§ Directions: Check every line below for the string "sorted". Copy the ones that have it.

§ Data shown:
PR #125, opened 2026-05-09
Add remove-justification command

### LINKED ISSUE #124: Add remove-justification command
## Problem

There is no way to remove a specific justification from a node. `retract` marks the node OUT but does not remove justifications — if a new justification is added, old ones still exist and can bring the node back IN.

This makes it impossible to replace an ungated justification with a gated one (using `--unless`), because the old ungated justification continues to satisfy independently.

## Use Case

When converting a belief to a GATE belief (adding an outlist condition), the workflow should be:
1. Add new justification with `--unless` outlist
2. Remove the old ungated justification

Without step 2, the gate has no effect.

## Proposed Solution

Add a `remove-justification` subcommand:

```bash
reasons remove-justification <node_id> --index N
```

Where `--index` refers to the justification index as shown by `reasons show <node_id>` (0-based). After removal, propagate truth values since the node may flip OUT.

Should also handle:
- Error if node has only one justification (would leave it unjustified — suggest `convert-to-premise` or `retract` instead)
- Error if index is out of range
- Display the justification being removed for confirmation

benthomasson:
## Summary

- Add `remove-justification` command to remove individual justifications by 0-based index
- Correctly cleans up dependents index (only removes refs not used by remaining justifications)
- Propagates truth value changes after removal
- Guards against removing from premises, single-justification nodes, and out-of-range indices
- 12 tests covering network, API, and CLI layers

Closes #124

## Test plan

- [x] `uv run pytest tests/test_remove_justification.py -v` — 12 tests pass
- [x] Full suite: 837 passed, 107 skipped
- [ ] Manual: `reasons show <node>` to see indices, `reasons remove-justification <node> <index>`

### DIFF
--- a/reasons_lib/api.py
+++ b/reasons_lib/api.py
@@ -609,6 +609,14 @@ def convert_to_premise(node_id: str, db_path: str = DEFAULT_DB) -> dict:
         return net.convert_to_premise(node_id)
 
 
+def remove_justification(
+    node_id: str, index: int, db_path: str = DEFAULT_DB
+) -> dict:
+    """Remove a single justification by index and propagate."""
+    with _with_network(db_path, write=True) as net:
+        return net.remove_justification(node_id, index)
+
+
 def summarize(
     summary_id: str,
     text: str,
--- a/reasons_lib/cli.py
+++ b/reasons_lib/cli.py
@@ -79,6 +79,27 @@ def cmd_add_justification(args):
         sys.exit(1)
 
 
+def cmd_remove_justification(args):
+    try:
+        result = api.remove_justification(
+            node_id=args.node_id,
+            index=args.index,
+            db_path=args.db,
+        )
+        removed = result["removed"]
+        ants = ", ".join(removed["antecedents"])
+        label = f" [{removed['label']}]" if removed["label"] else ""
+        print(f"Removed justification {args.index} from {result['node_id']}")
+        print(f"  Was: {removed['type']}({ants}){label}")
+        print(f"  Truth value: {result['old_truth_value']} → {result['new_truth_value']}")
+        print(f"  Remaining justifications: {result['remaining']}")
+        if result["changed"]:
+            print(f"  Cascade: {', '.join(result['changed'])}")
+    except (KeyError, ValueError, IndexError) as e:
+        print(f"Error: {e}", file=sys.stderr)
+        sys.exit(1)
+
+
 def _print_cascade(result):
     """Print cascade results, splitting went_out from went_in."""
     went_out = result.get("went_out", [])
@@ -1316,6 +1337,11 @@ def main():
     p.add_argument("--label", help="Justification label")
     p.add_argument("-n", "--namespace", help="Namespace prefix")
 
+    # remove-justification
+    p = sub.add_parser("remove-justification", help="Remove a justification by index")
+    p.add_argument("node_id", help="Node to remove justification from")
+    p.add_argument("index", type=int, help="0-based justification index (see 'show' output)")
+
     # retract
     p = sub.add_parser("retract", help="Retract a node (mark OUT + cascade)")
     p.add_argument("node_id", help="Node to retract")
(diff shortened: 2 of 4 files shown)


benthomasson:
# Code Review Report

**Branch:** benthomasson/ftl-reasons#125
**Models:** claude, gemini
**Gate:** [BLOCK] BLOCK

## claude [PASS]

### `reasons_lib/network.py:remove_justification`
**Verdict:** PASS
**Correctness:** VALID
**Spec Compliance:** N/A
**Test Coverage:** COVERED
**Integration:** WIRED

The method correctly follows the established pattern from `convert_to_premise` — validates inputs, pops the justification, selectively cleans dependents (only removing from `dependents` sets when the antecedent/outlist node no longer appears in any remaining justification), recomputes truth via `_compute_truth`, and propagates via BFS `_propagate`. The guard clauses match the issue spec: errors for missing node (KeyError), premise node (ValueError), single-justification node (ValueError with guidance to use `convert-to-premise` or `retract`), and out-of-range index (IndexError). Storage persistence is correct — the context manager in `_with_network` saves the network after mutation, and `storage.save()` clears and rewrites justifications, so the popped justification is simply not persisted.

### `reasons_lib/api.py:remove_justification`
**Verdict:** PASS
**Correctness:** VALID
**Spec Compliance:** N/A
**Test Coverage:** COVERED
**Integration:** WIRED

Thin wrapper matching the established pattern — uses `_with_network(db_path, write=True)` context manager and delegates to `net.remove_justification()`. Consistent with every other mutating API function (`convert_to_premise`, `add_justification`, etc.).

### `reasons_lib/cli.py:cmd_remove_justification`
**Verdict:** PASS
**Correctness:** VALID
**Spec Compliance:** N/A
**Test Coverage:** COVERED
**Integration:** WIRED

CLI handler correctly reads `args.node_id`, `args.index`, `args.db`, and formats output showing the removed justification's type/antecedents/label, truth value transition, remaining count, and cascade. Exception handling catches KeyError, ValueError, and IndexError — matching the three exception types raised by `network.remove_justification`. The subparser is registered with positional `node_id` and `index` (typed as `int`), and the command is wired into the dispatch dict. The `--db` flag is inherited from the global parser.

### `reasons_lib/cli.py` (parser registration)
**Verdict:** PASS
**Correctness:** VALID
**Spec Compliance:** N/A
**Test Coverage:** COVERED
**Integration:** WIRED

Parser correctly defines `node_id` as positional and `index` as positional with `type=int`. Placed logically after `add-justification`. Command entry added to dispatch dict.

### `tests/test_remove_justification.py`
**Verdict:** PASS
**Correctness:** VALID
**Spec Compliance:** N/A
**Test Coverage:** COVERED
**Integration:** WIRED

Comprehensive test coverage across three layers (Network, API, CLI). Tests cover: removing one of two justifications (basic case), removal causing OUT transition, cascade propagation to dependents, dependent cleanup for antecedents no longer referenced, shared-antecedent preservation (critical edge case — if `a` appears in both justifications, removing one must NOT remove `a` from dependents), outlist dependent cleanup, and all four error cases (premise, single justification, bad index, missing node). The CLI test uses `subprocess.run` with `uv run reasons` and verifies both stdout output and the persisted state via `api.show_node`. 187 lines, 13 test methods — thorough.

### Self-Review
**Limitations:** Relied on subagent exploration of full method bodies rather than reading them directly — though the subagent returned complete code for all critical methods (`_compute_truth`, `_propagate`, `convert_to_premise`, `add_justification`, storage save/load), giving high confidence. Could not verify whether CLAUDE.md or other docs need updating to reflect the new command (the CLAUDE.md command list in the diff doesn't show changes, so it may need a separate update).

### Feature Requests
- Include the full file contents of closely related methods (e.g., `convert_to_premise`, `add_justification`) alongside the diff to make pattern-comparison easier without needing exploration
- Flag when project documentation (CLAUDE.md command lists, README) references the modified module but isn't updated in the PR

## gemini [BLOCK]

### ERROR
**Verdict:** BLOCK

--

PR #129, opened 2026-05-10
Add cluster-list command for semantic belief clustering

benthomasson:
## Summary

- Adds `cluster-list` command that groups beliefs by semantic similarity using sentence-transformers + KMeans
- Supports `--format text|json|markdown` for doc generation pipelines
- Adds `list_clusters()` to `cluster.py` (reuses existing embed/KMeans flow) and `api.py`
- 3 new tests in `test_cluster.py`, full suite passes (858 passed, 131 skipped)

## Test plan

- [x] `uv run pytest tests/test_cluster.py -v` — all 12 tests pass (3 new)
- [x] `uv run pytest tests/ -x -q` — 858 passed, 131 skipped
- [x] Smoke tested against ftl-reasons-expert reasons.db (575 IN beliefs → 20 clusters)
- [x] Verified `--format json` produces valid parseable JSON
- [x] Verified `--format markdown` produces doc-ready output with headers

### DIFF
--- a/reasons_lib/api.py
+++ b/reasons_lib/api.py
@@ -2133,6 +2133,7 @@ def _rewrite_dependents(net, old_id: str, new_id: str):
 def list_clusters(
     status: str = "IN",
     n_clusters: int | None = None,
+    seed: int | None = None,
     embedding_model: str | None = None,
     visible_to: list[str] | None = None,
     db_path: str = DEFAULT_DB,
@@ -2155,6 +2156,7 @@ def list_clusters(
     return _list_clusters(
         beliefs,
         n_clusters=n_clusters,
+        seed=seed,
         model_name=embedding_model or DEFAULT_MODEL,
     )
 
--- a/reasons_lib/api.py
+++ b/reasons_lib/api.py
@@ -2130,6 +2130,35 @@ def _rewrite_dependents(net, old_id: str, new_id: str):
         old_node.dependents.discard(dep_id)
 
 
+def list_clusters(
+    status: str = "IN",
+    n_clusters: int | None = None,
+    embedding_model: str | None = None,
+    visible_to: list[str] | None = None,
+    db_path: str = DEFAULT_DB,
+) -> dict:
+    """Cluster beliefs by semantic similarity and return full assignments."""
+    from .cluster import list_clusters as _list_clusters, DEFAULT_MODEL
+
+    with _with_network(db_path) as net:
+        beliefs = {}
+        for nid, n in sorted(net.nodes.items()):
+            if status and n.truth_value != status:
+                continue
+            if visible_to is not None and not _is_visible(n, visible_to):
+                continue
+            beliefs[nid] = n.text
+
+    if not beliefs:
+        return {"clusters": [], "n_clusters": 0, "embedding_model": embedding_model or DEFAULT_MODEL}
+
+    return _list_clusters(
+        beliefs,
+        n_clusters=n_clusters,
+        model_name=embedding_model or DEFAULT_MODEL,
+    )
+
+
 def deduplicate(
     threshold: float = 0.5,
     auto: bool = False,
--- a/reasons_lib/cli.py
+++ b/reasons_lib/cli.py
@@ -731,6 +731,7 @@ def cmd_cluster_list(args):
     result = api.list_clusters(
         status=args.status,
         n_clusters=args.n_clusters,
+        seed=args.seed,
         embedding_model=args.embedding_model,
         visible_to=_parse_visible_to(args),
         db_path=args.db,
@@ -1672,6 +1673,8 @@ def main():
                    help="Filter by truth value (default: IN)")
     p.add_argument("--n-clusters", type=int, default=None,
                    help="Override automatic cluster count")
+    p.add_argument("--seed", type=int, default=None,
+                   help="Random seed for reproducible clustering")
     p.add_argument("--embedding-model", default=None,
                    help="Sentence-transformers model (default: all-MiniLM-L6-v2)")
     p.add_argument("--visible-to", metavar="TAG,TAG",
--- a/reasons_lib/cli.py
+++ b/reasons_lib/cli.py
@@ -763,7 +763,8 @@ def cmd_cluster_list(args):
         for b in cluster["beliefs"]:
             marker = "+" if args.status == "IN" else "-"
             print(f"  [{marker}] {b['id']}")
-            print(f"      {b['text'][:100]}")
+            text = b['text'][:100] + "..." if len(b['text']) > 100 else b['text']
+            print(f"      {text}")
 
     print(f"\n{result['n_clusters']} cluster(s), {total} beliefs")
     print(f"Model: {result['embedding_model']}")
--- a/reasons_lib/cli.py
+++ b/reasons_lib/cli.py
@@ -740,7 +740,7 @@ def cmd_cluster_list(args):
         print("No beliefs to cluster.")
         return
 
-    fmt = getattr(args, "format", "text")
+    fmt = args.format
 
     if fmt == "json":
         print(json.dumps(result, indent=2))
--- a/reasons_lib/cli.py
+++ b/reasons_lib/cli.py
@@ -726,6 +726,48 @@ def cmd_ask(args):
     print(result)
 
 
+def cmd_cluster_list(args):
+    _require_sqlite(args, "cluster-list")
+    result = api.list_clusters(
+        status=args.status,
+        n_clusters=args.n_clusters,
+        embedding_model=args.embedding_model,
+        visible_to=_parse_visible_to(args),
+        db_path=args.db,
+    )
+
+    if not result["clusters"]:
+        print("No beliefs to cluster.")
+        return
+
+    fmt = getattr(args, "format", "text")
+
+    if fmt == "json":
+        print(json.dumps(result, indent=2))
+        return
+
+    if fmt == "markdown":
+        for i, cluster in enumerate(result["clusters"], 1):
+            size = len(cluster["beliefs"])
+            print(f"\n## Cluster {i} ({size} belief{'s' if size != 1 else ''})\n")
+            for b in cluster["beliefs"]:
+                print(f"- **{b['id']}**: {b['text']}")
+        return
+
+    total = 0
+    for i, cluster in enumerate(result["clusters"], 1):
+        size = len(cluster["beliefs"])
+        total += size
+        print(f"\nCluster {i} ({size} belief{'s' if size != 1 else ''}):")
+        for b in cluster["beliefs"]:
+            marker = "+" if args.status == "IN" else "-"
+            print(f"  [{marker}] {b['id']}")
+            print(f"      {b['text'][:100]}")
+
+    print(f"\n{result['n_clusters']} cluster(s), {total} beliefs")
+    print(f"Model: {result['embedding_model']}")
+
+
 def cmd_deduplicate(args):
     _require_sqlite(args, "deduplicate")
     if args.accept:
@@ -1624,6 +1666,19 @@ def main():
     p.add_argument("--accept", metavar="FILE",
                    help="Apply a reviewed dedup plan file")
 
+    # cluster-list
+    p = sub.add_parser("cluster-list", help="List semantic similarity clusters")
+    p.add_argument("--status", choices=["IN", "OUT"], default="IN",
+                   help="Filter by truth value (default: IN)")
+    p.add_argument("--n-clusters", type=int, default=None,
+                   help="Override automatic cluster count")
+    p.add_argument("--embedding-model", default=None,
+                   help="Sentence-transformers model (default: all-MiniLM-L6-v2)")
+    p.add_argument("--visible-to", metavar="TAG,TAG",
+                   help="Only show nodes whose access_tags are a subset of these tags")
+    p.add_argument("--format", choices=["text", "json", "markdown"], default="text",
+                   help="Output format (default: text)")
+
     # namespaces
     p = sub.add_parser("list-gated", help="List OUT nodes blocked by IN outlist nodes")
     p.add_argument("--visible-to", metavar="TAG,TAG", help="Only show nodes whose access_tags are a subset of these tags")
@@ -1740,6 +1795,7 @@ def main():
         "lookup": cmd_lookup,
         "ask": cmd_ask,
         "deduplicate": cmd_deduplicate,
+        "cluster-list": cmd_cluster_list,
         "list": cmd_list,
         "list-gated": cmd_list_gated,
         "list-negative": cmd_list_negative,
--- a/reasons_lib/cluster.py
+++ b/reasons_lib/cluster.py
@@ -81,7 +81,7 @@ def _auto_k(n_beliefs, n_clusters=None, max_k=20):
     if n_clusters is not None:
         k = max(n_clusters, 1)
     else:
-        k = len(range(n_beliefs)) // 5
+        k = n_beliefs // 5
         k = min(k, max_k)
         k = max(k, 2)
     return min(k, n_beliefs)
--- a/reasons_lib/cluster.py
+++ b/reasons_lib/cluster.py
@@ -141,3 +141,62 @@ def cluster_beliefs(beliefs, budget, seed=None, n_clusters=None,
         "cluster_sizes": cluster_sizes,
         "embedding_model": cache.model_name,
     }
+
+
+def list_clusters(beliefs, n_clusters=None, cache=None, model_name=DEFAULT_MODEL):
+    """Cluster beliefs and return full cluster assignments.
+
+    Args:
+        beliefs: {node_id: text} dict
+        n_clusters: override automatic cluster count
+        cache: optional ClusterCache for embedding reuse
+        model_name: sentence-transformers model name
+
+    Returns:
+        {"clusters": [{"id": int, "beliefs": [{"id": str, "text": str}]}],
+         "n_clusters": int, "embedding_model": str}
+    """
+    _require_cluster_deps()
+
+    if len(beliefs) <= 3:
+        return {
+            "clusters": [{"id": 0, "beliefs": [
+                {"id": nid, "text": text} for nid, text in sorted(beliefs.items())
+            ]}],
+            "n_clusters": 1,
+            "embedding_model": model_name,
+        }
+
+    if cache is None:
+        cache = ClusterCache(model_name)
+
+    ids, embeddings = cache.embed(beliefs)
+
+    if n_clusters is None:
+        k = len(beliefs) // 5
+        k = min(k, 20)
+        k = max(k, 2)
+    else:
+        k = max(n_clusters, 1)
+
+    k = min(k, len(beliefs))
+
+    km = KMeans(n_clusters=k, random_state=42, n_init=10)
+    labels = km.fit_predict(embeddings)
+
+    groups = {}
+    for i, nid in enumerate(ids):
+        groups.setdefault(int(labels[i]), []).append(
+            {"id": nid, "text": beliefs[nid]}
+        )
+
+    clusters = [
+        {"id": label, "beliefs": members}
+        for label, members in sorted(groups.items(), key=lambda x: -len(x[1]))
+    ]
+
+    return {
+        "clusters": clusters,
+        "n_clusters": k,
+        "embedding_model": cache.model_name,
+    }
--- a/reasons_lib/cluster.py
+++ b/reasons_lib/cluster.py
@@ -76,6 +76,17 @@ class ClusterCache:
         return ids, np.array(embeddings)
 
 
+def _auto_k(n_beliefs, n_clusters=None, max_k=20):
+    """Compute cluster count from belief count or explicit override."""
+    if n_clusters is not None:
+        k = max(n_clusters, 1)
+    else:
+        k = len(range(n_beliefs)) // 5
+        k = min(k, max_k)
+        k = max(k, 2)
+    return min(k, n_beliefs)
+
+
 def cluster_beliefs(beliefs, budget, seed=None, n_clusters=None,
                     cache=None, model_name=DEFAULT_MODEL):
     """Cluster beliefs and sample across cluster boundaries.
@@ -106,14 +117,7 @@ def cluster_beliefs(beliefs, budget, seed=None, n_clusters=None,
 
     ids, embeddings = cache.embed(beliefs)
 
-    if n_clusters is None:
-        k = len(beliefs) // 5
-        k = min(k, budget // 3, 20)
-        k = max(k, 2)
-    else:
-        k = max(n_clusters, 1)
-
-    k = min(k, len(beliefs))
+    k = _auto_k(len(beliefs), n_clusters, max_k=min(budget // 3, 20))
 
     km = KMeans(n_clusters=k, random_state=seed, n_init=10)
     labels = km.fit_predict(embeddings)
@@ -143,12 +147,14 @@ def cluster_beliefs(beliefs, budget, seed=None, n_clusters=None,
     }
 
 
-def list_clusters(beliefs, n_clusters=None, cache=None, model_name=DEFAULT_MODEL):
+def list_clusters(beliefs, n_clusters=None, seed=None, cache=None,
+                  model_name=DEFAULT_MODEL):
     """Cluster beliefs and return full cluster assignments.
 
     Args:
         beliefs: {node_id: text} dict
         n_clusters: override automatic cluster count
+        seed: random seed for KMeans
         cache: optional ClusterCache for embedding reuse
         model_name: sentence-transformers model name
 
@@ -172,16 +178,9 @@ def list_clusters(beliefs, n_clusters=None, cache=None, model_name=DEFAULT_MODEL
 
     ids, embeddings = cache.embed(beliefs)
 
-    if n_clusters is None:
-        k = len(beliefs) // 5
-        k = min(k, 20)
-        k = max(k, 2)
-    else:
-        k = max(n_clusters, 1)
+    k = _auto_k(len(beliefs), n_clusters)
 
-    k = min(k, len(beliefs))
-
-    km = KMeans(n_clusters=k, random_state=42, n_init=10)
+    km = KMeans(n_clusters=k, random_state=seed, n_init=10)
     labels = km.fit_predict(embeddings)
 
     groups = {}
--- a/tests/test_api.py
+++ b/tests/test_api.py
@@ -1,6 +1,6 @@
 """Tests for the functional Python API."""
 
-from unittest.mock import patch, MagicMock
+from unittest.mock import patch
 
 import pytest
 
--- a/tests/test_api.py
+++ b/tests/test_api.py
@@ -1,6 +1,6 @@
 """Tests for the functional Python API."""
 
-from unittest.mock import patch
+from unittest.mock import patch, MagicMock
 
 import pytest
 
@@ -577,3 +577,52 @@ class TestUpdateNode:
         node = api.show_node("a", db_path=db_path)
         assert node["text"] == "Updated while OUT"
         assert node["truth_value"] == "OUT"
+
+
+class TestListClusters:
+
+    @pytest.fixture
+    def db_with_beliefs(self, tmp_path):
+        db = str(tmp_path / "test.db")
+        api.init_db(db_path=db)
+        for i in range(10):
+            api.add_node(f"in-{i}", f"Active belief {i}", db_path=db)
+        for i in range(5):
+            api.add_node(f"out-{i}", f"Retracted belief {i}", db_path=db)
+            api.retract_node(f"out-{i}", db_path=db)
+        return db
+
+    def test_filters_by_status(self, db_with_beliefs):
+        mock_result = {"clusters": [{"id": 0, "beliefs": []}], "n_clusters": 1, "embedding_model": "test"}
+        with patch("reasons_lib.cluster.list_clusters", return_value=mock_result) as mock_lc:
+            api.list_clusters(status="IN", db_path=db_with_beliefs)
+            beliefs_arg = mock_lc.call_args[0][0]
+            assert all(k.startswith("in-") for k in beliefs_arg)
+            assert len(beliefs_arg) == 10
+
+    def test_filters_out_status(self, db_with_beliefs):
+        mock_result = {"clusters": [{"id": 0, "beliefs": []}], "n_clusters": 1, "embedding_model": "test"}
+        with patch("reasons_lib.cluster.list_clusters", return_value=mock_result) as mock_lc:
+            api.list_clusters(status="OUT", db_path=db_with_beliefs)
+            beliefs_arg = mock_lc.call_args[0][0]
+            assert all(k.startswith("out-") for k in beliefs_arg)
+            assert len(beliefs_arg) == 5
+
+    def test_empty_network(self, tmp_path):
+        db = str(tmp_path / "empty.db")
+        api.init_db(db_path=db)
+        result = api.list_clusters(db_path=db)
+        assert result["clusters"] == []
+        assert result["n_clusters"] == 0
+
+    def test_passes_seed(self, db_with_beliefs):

§ Problem solution:
+        for nid, n in sorted(net.nodes.items()):
+                {"id": nid, "text": text} for nid, text in sorted(beliefs.items())
+        for label, members in sorted(groups.items(), key=lambda x: -len(x[1]))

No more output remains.